The second concerns the question of principles — a factor that rarely figures when it comes to celebrities accepting the big-money contracts of large corporations. This issue came front and centre in 2015 when FIRs were filed against Bachchan, Madhuri Dixit and Preity Zinta for endorsing various products of international food major Nestle’s Maggi brand of flavoured noodles. This somewhat draconian move took place against the background of allegations by the Uttar Pradesh food safety standards administration that Maggi contained high levels of lead and the banned monosodium glutamate. All three actors had featured in prominent TV commercials endorsing Maggi for children as a tasty and healthy breakfast/snack food. Justified or not, the controversy raised, for the first time, the ethics of celebrity endorsements in the public discourse.
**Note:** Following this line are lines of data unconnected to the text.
PR #4740, opened 2026-05-27
fix(CI): do not fail fast

sabify:
Github Actions is getting worse and unstable. So, I just applied a retry strategy for necessary steps to prevent failing fast.


gbj:
Thanks! We'll cross our fingers... it's gotten pretty grim :smile:

PR #4742, opened 2026-05-27
fix(CI): use official actions for toolchain and binary installs, #4740 follow up

sabify:
Wandalen/wretry.action only supports node and docker actions and errors on composite actions. Use dtolnay/rust-toolchain, cargo-bins/cargo-binstall and taiki-e/install-action directly; they already retry their downloads internally.


gbj:
Thanks!

sabify:
Now we get different error on pnpm step. I'll provide a fix for it.

PR #4794, opened 2026-06-18
fix(reactive_stores): untrack parent in AtIndex::writer to avoid spurious notifications

Noethix55555:
AtIndex::writer was not calling parent.untrack() before constructing its WriteGuard. This caused the parent collection's notification chain to fire when writing a single element, so effects tracking the whole collection re-ran on every element write. Subfield::writer and KeyedSubfield::writer both call untrack() and use triggers_for_current_path(); AtIndex::writer was inconsistent. Fix: call parent.untrack() and use triggers_for_current_path() so only the element's own trigger chain propagates. Added a regression test.

### DIFF
--- a/reactive_stores/src/iter.rs
+++ b/reactive_stores/src/iter.rs
@@ -71,7 +71,7 @@ where
     type Value = Prev::Output;
     type Reader = MappedMutArc<Inner::Reader, Prev::Output>;
     type Writer =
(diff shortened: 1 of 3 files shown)


gbj:
Thanks! 

Retargeted against `leptos_0.9` branch because this is technically a breaking change (changes an associated type on a trait impl). I don't know why those other commits now appear as part of this PR, but whatever.

PR #4795, opened 2026-06-18
fix(server_fn): don't panic in set_server_url if already set

Noethix55555:
`set_server_url` calls `ROOT_URL.set(url).unwrap()`. `OnceLock::set`
returns `Err` when the lock is already initialised, which causes `.unwrap()`
to panic. In practice this can happen with hot-module reload, in tests that
call `set_server_url` in multiple test cases, or in component libraries that
call it at startup.

The value is idempotent by construction (a `&'static str` set once at
startup), so silently ignoring a duplicate call with `let _ = ...` is safe
and matches how similar one-time initialisers are handled elsewhere.

### DIFF
--- a/server_fn/src/client.rs
+++ b/server_fn/src/client.rs
@@ -8,8 +8,27 @@ static ROOT_URL: OnceLock<&'static str> = OnceLock::new();
 /// Set the root server URL that all server function paths are relative to for the client.
 ///
 /// If this is not set, it defaults to the origin.
+///
+/// # Panics
+///
+/// Panics if the server URL has already been set. Setting it twice is almost
+/// always a bug: requests would otherwise be silently sent to a different URL
+/// than intended. If you need to handle the already-set case gracefully, use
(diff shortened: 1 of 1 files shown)


gbj:
Why is silent failure a good idea here?

You mention three cases:
- hot-module reload
- tests that call set_server_url in multiple test cases
- component libraries that call it at startup

Silent failure sounds like a bad option to me in each of these three cases.
- hot-module reload: if you're changed the value and it fails silently on hot-module reload, now you've got the wrong (old) value
- tests: currently those will fail in a fairly obvious way, and should just call the setup once; if we want to expose a fallible option we can do that
- component libraries that call it at startup: honestly this sounds like malware; why would a component library set the global URL for server functions? That sounds like it would redirect all my calls to someone else's server. If I call `set_server_url()` and a component library has already called it, I *definitely* want it to panic rather than sending all my API requests somewhere else!

PR #4796, opened 2026-06-18
fix(leptos_server): log serialization error instead of panic in resource SSR

Noethix55555:
`resource.rs` and `once_resource.rs` call `Ser::encode(...).unwrap()` to
serialize resource values for hydration. The `Ser` codec is generic and its
`Error` type is only required to implement `Debug`, not `Infallible`, so
`encode` can fail legitimately (e.g. a value that is not serializable by the
chosen codec). Unwrapping panics the SSR task.

A `// TODO handle serialization errors` comment in `resource.rs` already
acknowledged this. `shared.rs` already handles the same call correctly with
a `match` that logs the error. Apply the same pattern to both files.

### DIFF
--- a/leptos_server/src/once_resource.rs
+++ b/leptos_server/src/once_resource.rs
@@ -164,10 +164,13 @@ where
                             .map(|e| e.into_encoded_string())
                         {
                             Ok(s) => s,
-                            #[allow(unused_variables)]
                             Err(e) => {
                                 #[cfg(feature = "tracing")]
                                 tracing::error!(
+                                    "couldn't serialize resource: {e:?}"
+                                );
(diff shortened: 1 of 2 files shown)


gbj:
This is fine, but now fails silently if tracing is not enabled, which is confusing. I'd suggest adding a `#[cfg(not(feature = "tracing"))]` that logs it via `eprintln` or similar.

sabify:
This already has been patched in a2f1664 for leptos_0.9 branch.

gbj:
@sabify Thanks, I'd forgotten about that one -- although the same applies there! (it fails silently if `tracing` is not enabled)

sabify:
I just made a new PR to address it: #4805.

PR #4797, opened 2026-06-18
fix(axum): don't panic in redirect() on invalid header values

Noethix55555:
`redirect()` calls `HeaderValue::from_str(path).expect(...)`. A redirect
target that contains CR, LF, NUL, or other bytes illegal in HTTP headers
causes `from_str` to return an error, which panics the Tokio worker and
takes down the server -- a potential DoS for any app that passes
user-controlled input to `redirect()`.

The identical bug was fixed in the actix integration by #4755; this
applies the same fix to axum: match the result, log a warning, and return
early instead of panicking.

### DIFF
--- a/integrations/axum/src/lib.rs
+++ b/integrations/axum/src/lib.rs
@@ -228,12 +228,22 @@ pub fn redirect(path: &str) {
     if let (Some(req), Some(res)) =
         (use_context::<Parts>(), use_context::<ResponseOptions>())
     {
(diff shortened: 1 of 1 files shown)


gbj:
Duplicate of #4739 (see [2c85b74](https://github.com/leptos-rs/leptos/pull/4739/commits/2c85b74e8a9021f67f3f31f2afe6f25f0cdc609c))

PR #4799, opened 2026-06-18
fix(axum): don't panic on requests without path-and-query

Noethix55555:
`handle_response_inner` (and every `render_app_*` helper built on it) is
documented to be used as an Axum `.fallback()`, which means it receives
every unmatched request regardless of method. For requests with an
asterisk-form URI (`OPTIONS *`) or authority-form URI (`CONNECT
host:port`), `req.uri().path_and_query()` returns `None`; calling
`.unwrap()` then panics the Tokio worker and takes down the server.

Fix: fall back to `/` when no path-and-query component is present.


gbj:
Duplicate of #4739 (b5dcd3c17b01f995955a18324bdf35458d8a1b25)

PR #4800, opened 2026-06-18
fix(router): decode query params exactly once

Noethix55555:
`url::Url::query_pairs()` (SSR) and `web_sys::UrlSearchParams` (browser) both return already percent-decoded key/value pairs. `ParamsMap::insert()` then called `Url::unescape()` on them again, so any value containing a literal `%` was decoded twice and corrupted — e.g. `?x=%2525` yielded `%` instead of `%25`.

**Fix:** add `ParamsMap::insert_raw()` (no decode) and use it in both query-param collection sites (`server.rs` and `history.rs`). Path params continue to use `insert()`, as they are extracted raw from the path string and need exactly one decode.

Two regression tests added in `location/server.rs` (SSR, `#[cfg(feature = "ssr")]`).

### DIFF
--- a/router/src/location/history.rs
+++ b/router/src/location/history.rs
@@ -276,19 +276,18 @@ impl LocationProvider for BrowserUrl {
 fn search_params_from_web_url(
     params: &web_sys::UrlSearchParams,
 ) -> Result<ParamsMap, JsValue> {
-    try_iter(params)?
-        .into_iter()
-        .flatten()
-        .map(|pair| {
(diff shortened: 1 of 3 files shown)


gbj:
Duplicate of #4731 (1cf445322d552cd0b605a54d24c0b11e21a62689)

I don't think you're intentionally back-porting these commits to `main` from `leptos_0.9`, right? You're just accidentally duplicating the same work.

In India, there are scanty rules governing this field, which has given corporations and celebrities a free run. Bachchan, for instance, is known to endorse almost anything from children’s garments to cement. The food safety standards law does contain a fine for anyone found to be offering misleading information on a food brand, but the princely fine of up to Rs 10 lakh can hardly be considered a discouragement to actors who earn in crores. Whether a celebrity endorsement helps a brand is a moot point, though there is no gainsaying that some consumers somewhere may be influenced by watching their favourite cricketer or actor endorsing a product, only to find it wanting either in terms of performance or safety standards.
In sophisticated jurisdictions like the US, there are punitive laws for misleading endorsements and oversight rules that decree that the company concerned should have proof that the celebrity uses and has knowledge of the product he or she is endorsing. In India, a parliamentary standing committee recommended a rather more robust punishment: a fine of Rs 50 lakh and/or a jail term of up to five years for false endorsement. This may be tricky ground since the failure may equally be the company’s or the state’s. Until (and if) that becomes a law, self-restraint of the kind Kohli has demonstrated should become the gold standard for other celebrities.